Joe Biden’s stage 4 prostate cancer diagnosis raises many questions, not least why a U.S. president with access to the best healthcare in the world didn’t have routine blood screenings that could have caught the disease before it turned deadly.
One possible culprit is an excessive deference to so-called experts, many of whom believe older people shouldn’t be screened for cancer because they are likely to die in short order anyway. This is the view of liberals like Ezekiel Emanuel, an Obama and Biden adviser, who want to put government in control of all Americans’ healthcare.

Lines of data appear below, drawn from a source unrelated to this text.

PR #211, opened 2017-06-19
add an option so that not all libs (vtk, cgal,...) are always copied …

eolivi:
…on Mac

PR #217, opened 2017-06-26
onMac: test whether the package is correct.

eolivi:


build_tools/travis/after_success.sh
```diff
@@ -28,3 +28,15 @@ if [[ $ENABLE_PACKAGING == "1" && $TRAVIS_PULL_REQUEST == "false" && $TRAVIS_BRA
     conda install -y --quiet pyopenssl
     python ${src_dir}/build_tools/upload_package_gforge.py *gz *deb
 fi
+
+# now test the binary packages
+if [[ "$ENABLE_PACKAGING" == "1" && $APPLE_STANDALONE == "1" ]]; then
+    # uninstall all
+    brew uninstall --ignore-dependencies --force hdf5 libmatio vtk cgal openblas
```
agramfort: use

/usr/bin/ruby -e "$(curl -fsSL https://raw.githubusercontent.com/Homebrew/install/master/uninstall)"

see

https://github.com/Homebrew/install

eolivi: it will remove all installed formulas ?

agramfort:
yes it will remove all brew

eolivi:
Dear @agramfort ,
The package test fails because:
> dyld: Library not loaded: /usr/local/opt/szip/lib/libsz.2.dylib
  Referenced from: /Users/travis/build/openmeeg/openmeeg/build/OpenMEEG-2.3.99.0-MacOSX-Intel-OpenBLAS-standalone-cgal/./bin/om_assemble
  Reason: image not found


following our discussion there https://github.com/openmeeg/openmeeg/pull/211

I definitely think copying all libs is NOT DOABLE* and IS NOT THE RIGHT SOLUTION for a standalone package, so I give up on this task.
Either we go for non standalone (Mac users either install OM through brew or have the dependencies), or we go for Bundle package manager.

*: I've tried to copy/make symlink in the lib install dir, but although it worked for libz, it didnot for libsz...

agramfort:
to install a bundle on mac you need to be admin as far as I know.
Brainstorm mac users get OpenMEEG without noticing because it
just takes the .tar.gz and expand it.

while it has always worked with a .tar.gz using static linking on mac
let's try to find a hack to make it work.

I see 2 options:
- we don't use brew for the standalone (we use matio+hdf5 from
superproject) and vecLib from the system. It will be slower than openmp +
openblas but at least it will work out of the box.


- since we have travis to make the binaries you can: untar the zip,
add the libs I told you manually to the lib and then tar again.

wdyt?

eolivi:
done in https://github.com/openmeeg/openmeeg/pull/218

A Biden spokesperson last week said the former president hadn’t received a prostate-specific antigen blood test since 2014, when he was 71 or 72. A high level on the test can signal cancer, though it can also raise false alarms. On the flip side, it doesn’t miss many cancers.
In 2008 the U.S. Preventive Services Task Force—an independent panel of putative experts that reviews evidence for preventive screenings and treatments—categorically recommended against screening men 75 or older for prostate cancer. Four years later, the panel advised against PSA screening in all men.
That advice hasn't made its way to New Hampshire as yet, apparently. I'm 74, and have a PSA test scheduled for July.
But please tell me how this "expert" advocacy doesn't translate into the blunt advice in this item's headline.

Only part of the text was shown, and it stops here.